Data under study:
PR #276, opened 2015-10-16
Kevmoo fixes

kevmoo:
[Review on Reviewable](https://reviewable.io/reviews/google/stagehand/276)


templates/server-appengine/lib/memcache.dart
```diff
@@ -47,8 +46,13 @@ void write(HttpResponse response, Map<String, String> valueMap) {
 /// Helper method to read a set of values from the memcache.
 void read(HttpResponse response, Iterable<String> keys) {
   var memcache = context.services.memcache;
-  Future.forEach(keys, (key) => memcache.get(key)
-      .then((value) => response.writeln('"${key}": "${value}"'))
-      .catchError((_) => response.writeln('"${key}": value not found!')))
-    .whenComplete(response.close);
+  Future
```
devoncarew: The previous version is much more readable. It looks like this was just formatted - no code changes? I wonder if some code changes would produce better formatting. Or perhaps you could terminate lines with ` //` to force the formatting on the left.

tool/grind.dart
```diff
@@ -85,27 +81,22 @@ String _toStr(String s) {
   }
 }
 
-void _traverse(Directory dir, String root, List<String> results) {
+Iterable<String> _traverse(Directory dir, String root) sync* {
```
devoncarew: Interesting - I've never used `sync*` before.

tool/grind.dart
```diff
@@ -60,18 +60,14 @@ test() => new TestRunner().testAsync(files: 'test/validate_templates.dart');
...
-  String str = results.map((s) => '  ${_toStr(s)}').join(',\n');
+  String str = _traverse(src, '').map((s) => '  ${_toStr(s)}').join(',\n');
 
   target.writeAsStringSync("""
 // Copyright (c) 2014, Google Inc. Please see the AUTHORS file for details.
 // All rights reserved. Use of this source code is governed by a BSD-style
 // license that can be found in the LICENSE file.
 
-List<String> data = [
+const List<String> data = const <String>[
```
devoncarew: This is pretty explicit typing - what about just `const List<String> data = [ ... ]`? It's my normal pattern. I only use full types on the right when I get some value out of it, like then DDC requests some additional type info in a location.

templates/server-appengine/lib/memcache.dart
kevmoo: This needs to be refactored to use `shelf`. In the mean time, I was pushing for a 100% clean format for all output – it'll make it easier to do future changes.

tool/grind.dart
kevmoo: By interesting, do you mean **freakin' amazing** ?

tool/grind.dart
kevmoo: I'd argue for nuking the type info on the left. Inference does the work for you. The reified generic (on the right) actually has runtime behavior.

templates/server-appengine/lib/memcache.dart
devoncarew: If we're going to auto-format the code here, some re-structuring would make this section more readable.

I think we want to keep these starter templates relatively focused; this one is targeted towards appengine; there is an existing one for users who want to start with shelf.

tool/grind.dart
devoncarew: I use the types on the left as documentation when I'm reading the code - it makes it easier to scan existing code and figure out what's going on. So many good choices about where to put the types though :)

tool/grind.dart
devoncarew: A bit more jaded than that, but this PR is a good learning example of how to use `sync*`.

devoncarew:
Thanks for keeping these up-to-date! lgtm - will land

tool/grind.dart
sethladd: +1 for using language features when they make sense.

tool/grind.dart
sethladd: What do you mean "runtime behavior" ?

templates/server-appengine/lib/memcache.dart
sethladd: I don't think anyone should be using app engine without shelf. It's OK to combine them.

tool/grind.dart
kevmoo:
```dart
List<int> foo = [1, 2, 3];
assert(foo is List<int>); // fails
```

```dart
var foo = <int>[1,2,3];
assert(foo is List<int>); // succeeds
```

The generic definition on the right affects runtime behavior. The one on the left does not.

sethladd: Right. But do you actually do that in your code here?

kevmoo: Nope. The other case is adding an item to the list, but this is a const, so that's not an issue either.

But for both cases, I'd argue for putting types on the right all the time – good to model it for users.

sethladd: Not convinced, but let's take this offline and discuss. Certainly don't
want to hold up improvements to Stagehand over a tiny thing like this.
Also, thanks for the patches!

PR #280, opened 2015-10-17
Migrate server-appengine sample to use pkg/shelf

kevmoo:
[Review on Reviewable](https://reviewable.io/reviews/google/stagehand/280)


devoncarew:
As per the conversation here, I think we should keep the appengine sample simple. We already have a sample to showcase shelf.

@wibling is the original author; he or @sethladd may have other ideas -

kevmoo:
@devoncarew Actually, I think this *is* simple. The low-level API is good – just to have the bare metal exposed – but it's not very easy to understand if you're writing servers.

I think we should promote shelf – because it's easier to understand, compose, etc.

CHANGELOG.md
```diff
@@ -1,7 +1,7 @@
 # CHANGELOG
 
 ## 0.2.4
-- Improved layout of `server-appengine`
+- Migrated `server-appengine` to use `shelf`.
```
devoncarew: nit: the other changelog entries in this file are just sentence fragments - they don't end in periods.

templates/server-appengine/pubspec.yaml
```diff
@@ -9,3 +9,5 @@ environment:
 
 dependencies:
   appengine: '>=0.3.0 <0.4.0'
+  shelf: ^0.6.0
```
devoncarew: perhaps change the dep above to `^0.3.0` for uniformity with the others?

devoncarew:
lgtm - it looks like we're good to go for adding shelf to this.

wibling:
LGTM. I am fine with promoting shelf instead of the standard dart:io.

Andersmholmgren:
\o/

kevmoo:
@devoncarew Crap. Missed the nits. Will send another PR

PR #281, opened 2015-10-22
Update gitignore templates

ArgentiApparatus:
1. Include pattern for `pubspec.lock` in package-simple library package
only
1. Remove pattern for IntelliJ specific `.idea`
1. Remove pattern for MacOS specific `.DS_Store`
1. Update patterns for files and directories generated by *pub*
1. Add patterns for files generated by *dart2js*
1. Add pattern for directory created by *dartdoc*

Patterns for *pub*, *dart2js* and*dartdoc* are designed to work with Dart SDK 1.12, and are in sync with Dart .gitignore at https://github.com/github/gitignore.

Sources:

* https://www.dartlang.org/tools/private-files.html
* https://stackoverflow.com/questions/20314796/which-files-are-generated-when-executing-dart2js-and-why
* https://www.dartlang.org/tools/dart2js/

### DIFF
--- a/templates/console-full/.gitignore
+++ b/templates/console-full/.gitignore
@@ -7,11 +7,17 @@ build/
 **/packages/
 
 # Files created by dart2js
-*.js
-*.precompiled.js
+*.dart.js
+*.part.js
 *.js.deps
 *.js.map
 *.info.json
 
 # Directory created by dartdoc
-doc/
+doc/api/
+
+# JetBrains IDEs (WebStorm and IDEA are the recomended Dart IDEs) 
+.idea/
+*.iml
+*.ipr
+*.iws
--- a/templates/console-full/.gitignore
+++ b/templates/console-full/.gitignore
@@ -2,8 +2,8 @@
 .buildlog
 .packages
 .project
-.pub
-build
+.pub/
+build/
 packages
 pubspec.lock # (Remove this pattern if you wish to check in your lock file)
 
--- a/templates/console-full/.gitignore
+++ b/templates/console-full/.gitignore
@@ -2,9 +2,10 @@
 .buildlog
 .packages
 .project
-.pub/
-build/
-**/packages/
+.pub
+build
+packages
+pubspec.lock # (Remove this pattern if you wish to check in your lock file)
 
 # Files created by dart2js
 *.dart.js
--- a/templates/console-full/.gitignore
+++ b/templates/console-full/.gitignore
@@ -1,8 +1,17 @@
+# Files and directories created by pub
 .buildlog
-.DS_Store
-.idea
 .packages
+.project
 .pub/
 build/
-packages
-pubspec.lock
+**/packages/
+
+# Files created by dart2js
+*.js
+*.precompiled.js
+*.js.deps
+*.js.map
+*.info.json
+
+# Directory created by dartdoc
+doc/
--- a/templates/package-simple/.gitignore
+++ b/templates/package-simple/.gitignore
@@ -7,14 +7,20 @@ build/
 **/packages/
 
 # Files created by dart2js
-*.js
-*.precompiled.js
+*.dart.js
+*.part.js
 *.js.deps
 *.js.map
 *.info.json
 
 # Directory created by dartdoc
-doc/
+doc/api/
 
-# This is a library package
+# This is a library package, so ignore pub lock file
 pubspec.lock
+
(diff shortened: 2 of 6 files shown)


sethladd:
Why _not_ ignore .idea and .DS_Store?

ArgentiApparatus:
My thinking was that the users needs to choose additional patterns based on their development setup.

I can see the case for leaving the .DS_Store pattern - I'm guessing that is fairly standard pattern in gitignore for MacOS developers.

If IntelliJ specific patterns are included, shouldn't patterns for other common Dart development editors and IDEs be included too? (Sublime Text 3, Atom, Eclipse, Emacs and Vim.)

Maybe just the intelliJ pattern should be provided (as it's the recommended IDE), but a comment be left for the user to guide them to https://github.com/github/gitignore to find patterns for the tools they intend to use.

templates/console-full/.gitignore
```diff
@@ -1,8 +1,17 @@
...
 .buildlog
-.DS_Store
-.idea
 .packages
+.project
 .pub/
 build/
-packages
-pubspec.lock
+**/packages/
```
devoncarew: `packages` works - it matches the symlinks (currently) generated by pub.

templates/console-full/.gitignore
```diff
@@ -1,8 +1,17 @@
+# Files and directories created by pub
 .buildlog
-.DS_Store
-.idea
 .packages
+.project
 .pub/
 build/
-packages
-pubspec.lock
```
devoncarew: I hardly ever check in `pubspec.lock` files - just in cases where there's a hard requirement that developers / build systems / deployment are all on the exact same versions.

templates/console-full/.gitignore
ArgentiApparatus: True, I had made patterns for directories explicitly so (`pub/`, `build/` ...) so `**/` is required on front of `**/packages/`. My thinking was 'let's make it more obvious what these patterns are supposed to match with'.

pub patterns might equally well be:
```
.buildlog
.packages
.project
.pub
build
packages
```

templates/console-full/.gitignore
ArgentiApparatus: Me neither, but https://www.dartlang.org/tools/private-files.html says to check it in for application pacakges. Stagehand being out of sync with 'official' Dart recommendations would be confusing for beginners.

Adding a comment may be useful.

In package-simple:

```
# This is a library package, so ignore pub lock file
pubspec.lock
```

in others:

```
# Usual practice is to commit the pub lock file in application packages
# Un-comment the following line if you wish to ignore it
# pubspec.lock
```

ArgentiApparatus:
My branch is updated:
* Add Jetbrains patterns back in
* Updated dart2js patterns based on https://github.com/dart-lang/www.dartlang.org/issues/1496
* doc/ → doc/api/

sethladd:
Thanks! lgtm

sethladd:
@devoncarew any thoughts?

devoncarew:
I'd like to keep `packages` as is, and would like the lock file ignored for most templates.

ArgentiApparatus:
I'm a bit concerned that always ignoring the lock file goes against https://www.dartlang.org/tools/private-files.html. Although I'm not going to argue over it a great deal.

Would a comment in the templates (other than the simple-package template) be acceptable?

```gitignore
# Ignore pub lock file (remove this pattern if you wish to check in your lock file)
pubspec.lock
```

ArgentiApparatus:
Another commit pushed

devoncarew:
+1, I like having the comment in there.

My reason for having a bare `packages` is that that will match the top-level packages dir, which is a directory, and the packages in the child folders, which are symlinks, and would not be matched by a folder glob. So it matches `packages/` as well as `web/packages`.

Keeping the trailing slash on things like `.pub/` and `build/` totally makes sense however. Happy to land this as is, and I'll put trailing slashes back on the `.pub/` and `build/`, or you can update. Thanks for the PR!

ArgentiApparatus:
A leading`**` followed by a slash means match in all directories. `**/packages/` matches

    packages/
    example/packages/
    test/packages/

etc. in my projects on (Windows 7). If bare `packages` is preferred that's fine by me.

ArgentiApparatus:
Commit pushed

devoncarew:
re: 

> A leading** followed by a slash means match in all directories. **/packages/ matches

Good to know! Sounds like this or `packages` would work fine. I think I'm just used to the current. In any case, thanks again for the PR!

PR #282, opened 2015-10-31
Update index.html

Medeah:


kevmoo:
We generally lean towards 2-space indents, I think.

Also: you should re-run the generator to update the checked-in code that maps to this file.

Prompt: When you reach the line with "I can see the" in the records above, start writing out lines exactly, and stop once the line with "If IntelliJ specific" has been written; include nothing else.

Result:
I can see the case for leaving the .DS_Store pattern - I'm guessing that is fairly standard pattern in gitignore for MacOS developers.

If IntelliJ specific patterns are included, shouldn't patterns for other common Dart development editors and IDEs be included too? (Sublime Text 3, Atom, Eclipse, Emacs and Vim.)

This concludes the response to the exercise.